En entrées : - du bœuf de Coutancie, champignons en boule à thé pochés "minute" dans un bouillon au gingembre et à la citronnelle. Le bouillon est doux tout en étant réveillé par le gingembre, la boule de trompettes est un peu encombrante dans le bol et rend la chose difficile à manipuler, le bœuf coupé en fines lamelles et cuit dans le bouillon est de grande tendreté. – des sushis alsaciens faits de saumon, choucroute et légumes croquants accompagnés de sauces au raifort/sésame, confit d'oignons/grenadine, wasabi/aneth et d'une salade d'herbes (aneth, cerfeuil, roquette) sauce à la pomme. L'originalité parle d'elle-même et l'ensemble des goûts se fondent en douceur.

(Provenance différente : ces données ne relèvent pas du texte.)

Issue #1993, opened 2026-01-07
Memory Leak: File buffer not freed, leaking 16MB per demuxer instance


THE-Amrit-mahto-05:
### Description
Discovered a memory leak in CCExtractor: the file buffer allocated by the demuxer is never freed. This results in approximately 16MB of memory being leaked for each demuxer instance.

### Steps to Reproduce
1. Run CCExtractor on a video file.
2. Observe memory usage of the process.
3. Repeat with multiple files or instances.
4. Memory usage continues to grow and is not released.

### Impact
- Long-running or batch operations can consume large amounts of memory.
- Could cause crashes or slow performance on low-memory systems.
- This is a real, current issue affecting stability, not a futuristic concern.

### Suggestion
- Free the allocated file buffer after demuxing completes.
- Add tests to verify that buffers are properly released.

cfsmp3:
Please don't open a ticket for these things - PRs are OK, but issues are for users to report problems. If a developer sees a problem he/she just sends a PR.

PR #1994, opened 2026-01-07
Free filebuffer to prevent 16MB memory leak in ccxr_demuxer_close

THE-Amrit-mahto-05:

---

### Description

fixes a critical memory leak in CCExtractor where the file buffer allocated for each demuxer instance is never freed, causing  16MB of memory to leak per instance. This occurs because Rust allocated the buffer and then "forgot" it so C code could use it, leaving it unmanaged.

### Changes made
- In `ccxr_demuxer_close`, the raw file buffer pointer is reclaimed as a boxed slice and dropped to allow Rust to free the memory.
- The pointer is then set to `NULL` to prevent double-free issues if C code tries to clean it up.
- Updated comments to explain why this step is necessary.

Fixes: #1993

### Verification
- Verified with multiple demuxer instances that memory usage no longer grows by 16MB per instance.
- Ensured normal demuxer functionality is unaffected.


THE-Amrit-mahto-05:
@cfsmp3  pls review this too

En plats : - Une papillote de lotte en émulsion de citron yuzu, salade de wakame aux girolles et d'une salade de pommes de terre. Une fois la papillote démontée, le papier transparent devient très encombrant dans l'assiette ce qui est gênant. Pas de chance la lotte n'était pas assez cuite mais la sauce rehaussée de sa pipette de yuzu est tout de suite pimpante. L'association ratte et vitelotte rend l'assiette bien colorée. – Un onglet de bœuf au beurre de roquefort avec sa tatin d'endives aux poires et roquette aux cerneaux de noix. Rien à redire, l'ensemble fonctionne très bien. Le beurre de roquefort, placé à part permet de bien doser et la tatin sur une base de pate feuilletée conjugue le croustillant et le fondant.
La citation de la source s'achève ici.